An allegation of police ill-discipline involving an assault on a person in police custody.
Today’s edition of the Island Sun newspaper carried a headline story which read, “Young man fighting for life after bashed up by officers while in custody.”
The same article went on to allege, quote:
“A young man is in critical condition and lucky to be alive after being beaten up early Saturday morning by police.
“Witnesses and the victim have confirmed the officers to be members of the Central Response Unit, a group within the Royal Solomon Islands Police Force (RSPIF) set up to deal with ‘less lethal situations.”
I believe it is vitally important for the acting police commissioner to look into the serious allegations and I feel confident that he will.
It goes without saying the police must have the respect and trust of the public and any breach of discipline must be dealt with at the soonest opportunity.
When I held the post of Commissioner of Police in the Solomon Islands from July 1997 to July 1999 I took a very tough stance on ill-discipline and always suspended any officer charged with a criminal offence to be immediately suspended on-half pay until the outcome of the court case.
If a police officer was found guilty before the court of a criminal offence he was invariably recommended for dismissal from the police service.
Police officers found to have broken the code of conduct expected of them by way of Police Standing Orders and Code of Conduct were always investigated and punished if guilty, including in some instances, by a reduction in rank or reprimands.
In 1997, I issued to the Force a document titled the ‘Royal Solomon Islands Police Service Purpose and Direction.’ I said this in the introduction to that document, quote.
‘The Royal Solomon Islands Police Service, like many other police services throughout the world, is operating in a rapidly changing environment. To meet the resulting challenges. We need to ensure that we have the ability to successfully assess and predict the impact of such changes on the profession of policing and the provision of community policing.

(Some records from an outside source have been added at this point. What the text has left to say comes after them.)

PR #1831, opened 2026-08-26
spec: the block-image carve-out describes an image, not any bare wrapper

dereuromark:
Follow-up to #1823, which landed while review feedback on it was still being worked. Two findings, both on the checker that encodes PART 11 §1c's new `CARVE-P11-039`.

## The carve-out did not name the child it describes

§1c reaches two shapes: a `paragraph` holding one `image`, and a `paragraph` holding one `comment`. The clause states the equivalence as *an image in block position* versus *a paragraph carrying `blockImage` around one `image`* - and the predicate checked the key and its value, then let the pre-existing child test stand. So

```
{ type: 'paragraph', blockImage: true, children: [{ type: 'comment', value: 'c' }] }
```

was BARE, and the checker would have forgiven losing both that wrapper and its field, for a shape no clause has interpreted. Nothing produces it today, which is why it belongs in the predicate rather than in a promise about producers.

All three halves are checked now, and each is a way the field could mean something no clause has ruled on:

- the **key**, because an unruled field is content
- the **value**, because `blockImage: false` is a spelling PART 12 §23 forbids
- the **child**, because a comment has no block-image fact to state

The clause says the same in prose.

## The reachability guard did not ask whether the carve-out was needed

`a corpus document reaches the PART 11 §1c metadata carve-out` asked only whether some document PRODUCES a wrapper carrying the field. That stays green in a world where the writer starts preserving those wrappers and an unrelated comment wrapper keeps the general ceiling reached - it would report a dead carve-out as live, which is the exact failure the guard exists to prevent.

It now runs the sweep's own comparison twice, once with the carve-out and once without, and names the documents that agree only WITH it. Renamed to match the question it asks: `a corpus document needs the PART 11 §1c metadata carve-out to agree`.

## The width, re-pinned

Each row measured by reverting that one thing, `node --test tests/corpus-fmt-roundtrip.test.mjs`:

| predicate | result |
| --- | --- |
| as shipped here | **exit 0**, `pass 12 / fail 0` |
| reverted to a key count | **exit 1**, `fail 4` - sweep, load-bearing guard, bound test, strong property |
| widened to "any key that is not `attrs`" | **exit 1**, `fail 1` - bound test |
| key admitted, value unchecked | **exit 1**, `fail 1` - bound test |
| key admitted, child unchecked | **exit 1**, `fail 1` - bound test |

The fourth row is what this PR adds; on `main` it passes, which is the defect.

No behavior change for any engine, and no corpus document, fixture or golden moves.

## The clause is condensed with it

It states what a bare wrapper IS - the key, the value and the child all holding - and no longer carries the paragraph explaining why the bound had to move. The rule belongs in the clause; how it arrived belongs here and in the commit message.

### DIFF
--- a/resources/grammar.ebnf
+++ b/resources/grammar.ebnf
@@ -8755,33 +8755,22 @@ EOF = (* end of file *) ;
 
       A RESOLUTION RESULT ABOUT THE WRAPPER IS NOT CONTENT OF IT -- NORMATIVE
       (carve#1823). `paragraph.blockImage` (PART 12 §23) is the ONE field a
-      wrapper may carry and still be BARE, and it is admitted BY NAME. It is
-      set by PART 9R R7's promotion phase and by nothing else, it is present
-      only as `true`, and what it records is that this paragraph IS the block
-      image -- which is exactly what the dissolved spelling states outright. So
-      the two spellings PART 12 §23 blesses for one fact, `image` in block
-      position and a `paragraph` carrying `blockImage` around one `image`,
-      differ in no information, and dissolving either into the other takes
-      nothing with it. Note that this is a rule about the CHECKER's comparison
-      and not about the writer: `fmt` still does not read the field, per
-      DECIDED ON THE SPELLING above.
+      wrapper may carry and still be BARE, and it is admitted BY NAME. §23
+      bounds it to `true` and PART 9R R7's promotion phase is its only
+      producer, so what it records is that this paragraph IS the block image --
+      which is what the dissolved spelling states outright. The two spellings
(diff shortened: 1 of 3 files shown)


dereuromark:
Pushed `cfb75d73`. CI is queued rather than running - the org's runner queue is backed up, four other branches are sitting in it too - so this is waiting on the matrix rather than on anything here.

What was verified locally is the part CI cannot do, the mutation battery in the body: each of the four ways to loosen the predicate turns a test red, and the fifth row (child unchecked) is the one that passes on `main` today.

PR #1832, opened 2026-08-26
spec: a colon followed by only whitespace is not a description

### LINKED ISSUE #1830: parser: four empty-description spellings diverge across the engines
While checking the six spellings `markup-carve/carve#1627` rejected for an empty description body, four of them turned out to disagree across engines. None of them yields an empty `<dd>` in any engine, so this does not affect the `markup-carve/carve#1827` ruling - but it is live cross-engine drift that nothing appears to declare.

Measured at carve-js `5c8c3dcb`, carve-php `67f7df9f`, carve-rs `1cfab2d6`, on this document:

```
:: t
<the spelling>

flush
```

The trailing `<p>flush</p>` is identical everywhere and is elided from the table.

| spelling | carve-js | carve-php | carve-rs |
| --- | --- | --- | --- |
| colon + 1 space | `<dl><dt>t</dt></dl><p>:</p>` | `<dl><dt>t :</dt></dl>` | `<dl><dt>t</dt></dl><p>:</p>` |
| colon + 2 spaces | `<dl><dt>t</dt></dl><p>:</p>` | `<dl><dt>t :</dt></dl>` | `<dl><dt>t</dt></dl><p>:</p>` |
| colon + 3 spaces | `<dl><dt>t</dt></dl><p>:</p>` | `<dl><dt>t :</dt></dl>` | `<dl><dt>t</dt></dl><p>:</p>` |
| colon + tab | `<dl><dt>t</dt></dl><p>:</p>` | `<dl><dt>t :</dt></dl>` | `<dl><dt>t :</dt></dl>` |
| colon + `{}` | `<dd>{}</dd>` | `<dd>{}</dd>` | `<dd>{}</dd>` |
| bare colon | `<dt>t :</dt>` | `<dt>t :</dt>` | `<dt>t :</dt>` |

So the three trailing-whitespace spellings split carve-php against the other two, and the tab spelling splits carve-js against the other two. The last two rows agree everywhere.

The executable spec at `c1ad63ec` answers the whitespace rows as carve-php does (`<dt>t : </dt>`) and the tab row as carve-php and carve-rs do.

This also corrects an inherited fact: `markup-carve/carve#1627` records colon-plus-three-spaces as rendering `<dd>&nbsp;</dd>`, and no engine does that today. That ticket's conclusion (none of the six spells an empty description) is unaffected.

I did NOT check whether any drift ledger already declares these, and that should be the first step - check `resources/engine-pin-drift.txt`, `resources/oracle-divergence.txt` and the AST divergence ledgers before treating this as new.

dereuromark:
Closes markup-carve/carve#1830.

## The rule

A description marker takes a separator space and non-empty content, so a `:` line carrying nothing but whitespace opens no description. It is a plain line under the open term, which folds it as a soft break, and the line's trailing whitespace run is dropped. `:`, `: `, `:  `, `:   ` and a tab-separated `:` are one document.

## What decides it

Three clauses, all already normative, none moved:

- **MARKER REQUIRES CONTENT** (PART 2) - *"A marker that takes a separator space opens its block only when followed by that space AND non-empty content [...] The rule ignores trailing whitespace"*, and *"EVERY SUCH MARKER, not only the two named here [...] applies wherever one appears"*. `definition_separator` is a separator space.
- **MARKER SEPARATORS AND PADDING SLOTS** (PART 1) - *"A MARKER SEPARATOR [...] is spelled `space`, and a tab never satisfies it."* The tab spelling is refused here, a step before the content test, and lands in the same place.
- **NO TRAILING WHITESPACE** (PART 2) - *"A `whitespace` run at the END of a CONTENT LINE is DROPPED [...] `abc<SP>` followed by `def`, where the run sits before a SOFT BREAK; and so do a heading, a list item, a block quote line, **a definition term or description**"*, over the terminal `' ' | '\t'`.

The one clause edit widens MARKER REQUIRES CONTENT's enumeration from the term marker `::` to the description marker `:` as well. It named `::` because that is the marker it was widened for; `:` is the marker two of the three engines read differently.

## Which reader was wrong

carve-php is correct on all six spellings. The executable spec was not: it classified the four rows correctly and then leaked the trailing run into the `<dt>`, so it was a fourth reading rather than agreement with php. Its term fold appended the folded line raw. A sweep of the ten fold sites in the oracle found this one alone, and it is not confined to the degenerate spellings - `:: a` / `b<SP>` / `c` leaked too, on an ordinary wrapped term. All three engines already drop it there.

## Fixtures

Corpus 438, six documents: the four whitespace spellings plus two controls - `: {}`, where the marker has content and the description forms, and the bare marker, whose empty trailing run leaves the fold nothing to drop. The controls are why the four read as one rule.

## Ports

carve-js emits a stray `<p>:</p>` on all four spellings (markup-carve/carve-js#1561); carve-rs does on the three space spellings and reads the tab correctly (markup-carve/carve-rs#1452), which is `markup-carve/carve-rs#518` already working.

Measured against the six fixtures: carve-php reproduces **6/6 byte-for-byte**, carve-js fails four, carve-rs fails three. The pin's window on the four is declared in `resources/engine-pin-drift.txt` and retires when the pin moves past the carve-js fix; the new category joins the declared-lag list in `docs/implementation-comparison.md`, so the published denominator stays at 768 rather than quoting a run nobody took.


dereuromark:
Rebased onto `2e71e711` now that #1833 and #1831 have landed, and took the two collisions this PR owns as the second one in.

**Category 439.** #1833's five `438-an-empty-description-body-is-written-with-the-empty-sentinel` documents are on `main`, so these six moved up. The section now sits after the sentinel's in `resources/examples/edge-cases.md` and the renumber ran through `CORPUS_RENUMBER=1 npm run corpus:build`, so the sidecar lock and the `.test` mirrors were regenerated rather than renamed by hand. The four `engine-pin-drift.txt` rows, `fixture-bytes.test.mjs` and the comparison page's declared-lag line follow the new name.

**`docs/html-import.md`.** All five whitespace-only and bare colon spellings fold the line into the term and reach no `<dd>` at all - fixtures 439 through 439-4 and 439-6 are byte-identical in output - so the passage states that as one row. `: {}` stays separate, because it does reach a `<dd>` holding literal `{}`.

Also picked up the counting gates for #1833's five documents, which were not routed: `resources/example-pages.txt`, the comparison page's declaration line, the landing-page count and `resources/import-roundtrip-baseline.json`. Those four gates are red on `main` as it stands, and are green here.

Actions is still in a major outage, so the evidence is local, on the pushed commit `6814a069` with a clean tree and a fresh `npm ci` under Node 24: `npm test`, `html-import:check`, `escape:check`, `spec:check`, `spec:rules:check`, `core:check` and `engine:report --check` all exit 0.

Issue #1886, opened 2026-08-31
chore: a shared fixture's declared mode is asserted but never applied


dereuromark:
A shared HTML-import fixture declares a `mode` in its `expected.report.json`, and every
fixture declares `safe`. That field looks like configuration and is not: no runner passes
it to the importer.

| runner | how it imports |
| --- | --- |
| spec `tests/html-import-contract.check.mjs` | `htmlToCarve(html)` |
| carve-js `test/html-import-conformance.test.ts` | `htmlToCarve(html)` |
| carve-rs `tests/html_import.rs` | `html_to_carve(&html, &HtmlImportOptions::default())` |
| carve-php shared-fixture path | `new HtmlToCarve()` |

Each imports with the default. The declared mode is asserted against the report the import
produced, and never used to produce it. So a fixture declaring `roundtrip` would be
imported in `safe` and fail in all four runners at once, which is why every fixture reads
`safe` and why the field has never been exercised.

Nothing is broken today. The cost is that the fixture format offers a knob that silently
does nothing, and the first person to reach for it gets four simultaneous failures with no
hint of the cause.

## What closing this looks like

Engines first, because the reverse order breaks every runner at once:

1. carve-js, carve-rs and carve-php each teach their shared-fixture runner to pass the
   fixture's declared mode. Harmless while every fixture says `safe`, and it changes no
   result.
2. The spec runner does the same.
3. Only then may a fixture declare a mode other than `safe`.

## What this is NOT blocking

It was written up as the blocker for `attribute-preserved` coverage in #1878. That was
wrong, and the reason is worth keeping: the gate has TWO oracles, and only the fixture one
ignores the mode. The corpus oracle already sweeps all three modes, so a corpus document
reaches the code with no harness change at all - which is how #1878 was actually closed.

So this is a fixture-format wart to tidy, not a coverage gap. If the answer turns out to be
that shared fixtures may only ever be `safe`, the right close is to drop the field from the
format rather than teach four runners to read it.

PR #1887, opened 2026-08-31
test: cover attribute-preserved with a corpus row, not a harness change

### LINKED ISSUE #1878: Two diagnostic codes have a producer and no shared case
Two diagnostic codes have producers and no shared case, so the new
two-directional gate in `tests/html-import-contract.check.mjs` (carve#1835)
carries them as exemptions rather than coverage.

Both are real, and both are narrow:

- `attribute-preserved` needs `roundtrip` mode AND an element kept whole as raw
  HTML that also carried a refused attribute. Every fixture under
  `tests/html-import/` declares `"mode": "safe"`, and the corpus sweep the gate
  runs reaches the code in no mode.
- `table-degraded` needs a table the importer cannot represent structurally.
  No corpus document and no fixture holds one.

Measured with the pinned build over all corpus documents in all three modes,
the vocabulary that actually appears is:

```
attribute-dropped: 222
element-dropped: 18
element-unwrapped: 373
raw-preserved: 14
structure-unspellable: 9
style-unmapped: 65
```

`encoding-assumed` comes from a fixture; `diagnostics-truncated` is unreachable
by construction here and stays exempt for that reason.

## What closing this looks like

A fixture per code, which is the coverage the exemption stands in for:

- For `table-degraded`, an input whose table the importer degrades, with the
  three expectation files beside it.
- For `attribute-preserved`, the open question first: whether a shared fixture
  may declare a mode other than `safe`. The engine-side runners read that field,
  so it is a contract question rather than a fixture-authoring one. If the
  answer is no, the exemption is permanent and its reason should say so instead
  of pointing here.

Neither is urgent. What matters is that the reasons stay accurate: an exemption
whose premise expires is a hole with a comment on it.

dereuromark:
Closes #1878. The `mode` wart that ticket described is filed separately as #1886 and blocks
nothing.

## The ticket asked for a four-repo sequencing. It needed one corpus row.

The last exemption read: `attribute-preserved` needs `roundtrip` mode, no fixture runner
passes one, so the harness must honor a declared mode before the coverage can exist.

That was measured from the wrong oracle. The gate has two, and only the FIXTURE oracle
imports with the default:

```
for (const mode of ['safe', 'semantic', 'roundtrip']) {
  for (const d of htmlToCarve(html, { mode }).report.diagnostics) codes.add(d.code)
}
```

The corpus oracle already sweeps all three. Coverage needs an input, not a capability -
the same thing that turned out to be true of `table-degraded` in #1882.

## The row

A raw block passes its payload through untouched, including an attribute the importer
refuses. Through the gate's own path:

| mode | codes |
| --- | --- |
| safe | `attribute-dropped` `element-unwrapped` |
| semantic | `attribute-dropped` `element-unwrapped` |
| roundtrip | **`attribute-preserved`** `raw-preserved` |

The example documents that as a fact about raw blocks rather than as a fixture
contrivance: the same attribute is reported dropped in one mode and preserved in the other,
which is the pair the code exists to name.

`NOT_COVERED_HERE` is now the single entry that is unreachable by construction, and the
comment above it no longer describes two codes with producers that nothing exercises.

## Counts

One document, so `corpusDocuments`, `completed`, `canonicalFixedPoints` and
`renderedTextPreserved` each move by one, and the landing page and comparison page follow.

`renderImportRoundTrips.html` is deliberately NOT touched. It is drifting on main
independently of this change - `663` measured against an expected `662` - and the same two
gate failures reproduce with this branch stashed. Someone is on that; this branch leaves
the line to them, so the ratchet diff here shows only theirs.

That also means this PR cannot go green until that lands. Everything it does own is green:
the fixture-bytes inventory, the corpus census, the docs-page routing and the comparison
counts.

The published `1541 / 1541` was bumped after checking the new row renders byte-identically
in carve-rs, carve-js and carve-php, rather than assuming a new document passes everywhere.
`npm run compare:counts` could not regenerate them here - it finds no runnable engine in
this environment and skips all three.

### DIFF
--- a/docs/implementation-comparison.md
+++ b/docs/implementation-comparison.md
@@ -21,15 +21,15 @@ implementation exposes.
 
 <div class="impl-summary-grid">
   <div class="impl-summary-card">
-    <strong>1540 / 1540</strong>
+    <strong>1541 / 1541</strong>
     <span>Rust corpus pass</span>
   </div>
   <div class="impl-summary-card">
-    <strong>1540 / 1540</strong>
+    <strong>1541 / 1541</strong>
     <span>JS corpus pass</span>
   </div>
   <div class="impl-summary-card">
-    <strong>1540 / 1540</strong>
+    <strong>1541 / 1541</strong>
     <span>PHP corpus pass</span>
   </div>
   <div class="impl-summary-card">
@@ -40,9 +40,9 @@ implementation exposes.
 
 | Implementation | Commit | Corpus | Mismatches | Errors | Avg CLI ms/file |
 |----------------|--------|--------|------------|--------|-----------------|
-| Rust | `da45f9d2` | `1540 / 1540` | `0` | `0` | `3.71` |
-| JS | `f0abfc66` | `1540 / 1540` | `0` | `0` | `107.12` |
-| PHP | `3a39d658` | `1540 / 1540` | `0` | `0` | `75.37` |
+| Rust | `da45f9d2` | `1541 / 1541` | `0` | `0` | `3.71` |
+| JS | `f0abfc66` | `1541 / 1541` | `0` | `0` | `107.12` |
+| PHP | `3a39d658` | `1541 / 1541` | `0` | `0` | `75.37` |
 
 Spec commit: `3eae6be`. The run covers the whole corpus, so nothing is declared
 after it.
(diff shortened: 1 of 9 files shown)


dereuromark:
Correction to this PR's own description, for anyone reading it later.

It said `renderImportRoundTrips.html` was drifting on main, that the same two gate failures
reproduced with the branch stashed, and that this could not go green until someone else
fixed main. All three are wrong. Main was never red.

The failures came from my checkout, not the repo: its `node_modules` were two days old, so
the gate ran against an older pinned engine build, which measured `662` where the pinned
build measures `663`. A clean clone of main passes 10/10, and so does this branch on the
same clone.

The bump in `resources/import-roundtrip-baseline.json` is unaffected and was right for the
opposite reason to the one given: `html` stays at `663` because the correct engine measures
`663` and this row adds no HTML round trip, not because the line belonged to someone else.

The verification method holds - the row was checked against carve-rs, carve-js and
carve-php before the published counts moved. What failed was reading a stale environment as
a fact about the repo.

PR #1742, opened 2018-04-27
Fix Flash component not opening on initial render

### LINKED ISSUE #1741: Flash component doesn't open on initial render
If you set the `Flash` component's `open` prop to `true` on the initial render it doesn't actually open.

``` js
<Flash
  open
  message='This should open'
  onDismiss={ ... }
/>
```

“Defining responses to change in the environment are critical to the success of our Service. The sped of change in the environment is such that anything other than a planned response will prove unsuccessful and, more important, unacceptable to the community and the Government.
The purpose of this paper is to provide the strategic direction of the Royal Solomon Islands Police Service though a clear definition of:
+ The Mission of the Service, which states why we exist – our fundamental reason for being:
+ the core functions of the Service – which defines what business we are in:
+ our strategic intentions, which describe the future style and direction of our organization and which define a framework within which our programmes and plans can be developed and implemented, and
+ the statement of Common Values, which make explicit the shared organizational beliefs which govern the work practices, decision making and behavior of our people.
“The Corporate Vision does not define detailed strategies for implementation, but instead aims to provide direction for each member of the organization to set priorities and define activities and action plans that will contribute to the collective achievement of our Mission. It represents a charter which people at all levels can use in fulfilling their responsibilities.
“In essence the Corporate Vision is a vehicle for conveying the core values, the key functions and the future direction of the organization to its various stakeholders. The communication of this information to potential strategic allies and partners is essential.
“This document is a clear statement of the purpose, direction and style of the Royal Solomon Islands Police Service; it is a blueprint for providing better policing services to all the people of the Solomon Islands.”.
The Purpose and Direction document I supplemented with orders published in Force Orders and this particular order is relevant when I read today of the serious allegations I have recounted were published in the Island Sun newspaper.
“Accountability of the Police Service.
“I believe it is the duty of all police officers to cultivate good relations with all sections of the community for it should be remembered that if good relations do not exist, the members of the police service have to work under a severe handicap and their efficiency is impaired.
“A police officer is often required to exercise firmness, and sometimes has to resort to force in the execution of his or her duty. Firmness must always be tempered by tact, patience and good humour ad any force used must be the minimum necessary to secure compliance with the law.
“Harsh or oppressive conduct, incivility or the use of unnecessary force can never be justified or tolerated and are punishable offences against discipline.
“I seek to encourage the members of the police service to always be alert and observant, but good humoured, discreet but friendly and, above all, to be scrupulously fair and impartial in dealing with the public.
“Behaviour, which is unprofessional and unacceptable, will always be effectively and publically condemned by the police leadership under my command.”